(Saved data entries)
════════════════════

Issue #3343, opened 2026-03-23
AdminGroupBits ResourceExtension


ben-malbeclabs:
Add persistent bitmap to track allocated admin-group bits. Bits are never reused after deletion.

**Milestone:** RFC-18: Onchain Foundation
**RFC:** https://github.com/malbeclabs/doublezero/pull/3288

---

**Files affected:**
- `smartcontract/programs/doublezero-serviceability/src/state/resource_extension.rs`
- `smartcontract/programs/doublezero-serviceability/src/processors/resource/`

**Size:** Medium

**Tests:**
- Bitmap exhaustion returns explicit error
- Allocation always returns lowest available bit
- Deallocated bits are not reused

**Blockers:** None

ben-malbeclabs:
Implemented in #3497 (RFC-18 PR 1).

ben-malbeclabs:
Implemented in #3497 (merged).

PR #3389, opened 2026-03-27
smartcontract: add AdminGroupBits ResourceExtension (#3343)

Rhovian:
## Summary of Changes
This PR adds `AdminGroupBits` as a new `ResourceExtension` type, including PDA derivation, seed wiring, range definition (0..32), and focused allocator/resource-extension tests for lowest-available allocation and exhaustion.

Assumptions for follow-up work:
- This PR does not change global bootstrap or SDK/CLI `SetGlobalConfig` account lists, so `AdminGroupBits` is expected to be created explicitly by the future RFC-18 `LinkColorInfo` flow. 
- The “bits are never reused after deletion” policy is also deferred to that consumer logic by not calling `deallocate_id()` when a color is removed, rather than changing the generic `IdAllocator` behavior.

## Testing Verification
Screenshot 2026-03-26 at 6 19 43 PM

cc @ben-malbeclabs

### DIFF
--- a/smartcontract/programs/doublezero-serviceability/src/id_allocator.rs
+++ b/smartcontract/programs/doublezero-serviceability/src/id_allocator.rs
@@ -231,6 +231,38 @@ mod tests {
     }
 
     #[test]
+    fn test_admin_group_bits_exhaustion() {
+        let mut aligned_data = AlignedBitmap([0u8; 8]);
+        let mut allocator = IdAllocator::new((0, 32)).unwrap();
+
+        for expected in 0..32 {
+            let id = allocator.allocate(&mut aligned_data.0);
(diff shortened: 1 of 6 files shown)


ben-dz:
Hi @Rhovian — thanks for this, and apologies that it sat without a review. This functionality ended up landing in #3497 as part of the broader RFC-18 topology/flex-algo work. Your design matched where we ended up. Main difference is the bit range grew from 0..32 to 1..127 as the flex-algo design evolved. Since it's fully covered on main and this branch now conflicts, I'm going to close this PR. Appreciated the clean implementation and the allocator tests. Sorry that this fell by the wayside. 

We've been working to be better about reviewing external contributions, and have better systems now to shepherd external work through CI and get it merged.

════════════════════

> _TASK DESCRIPTION_: Which lines in the data above hold the word "expected"? Return each of them.

> _TASK RESULT_:
- This PR does not change global bootstrap or SDK/CLI `SetGlobalConfig` account lists, so `AdminGroupBits` is expected to be created explicitly by the future RFC-18 `LinkColorInfo` flow. 
+        for expected in 0..32 {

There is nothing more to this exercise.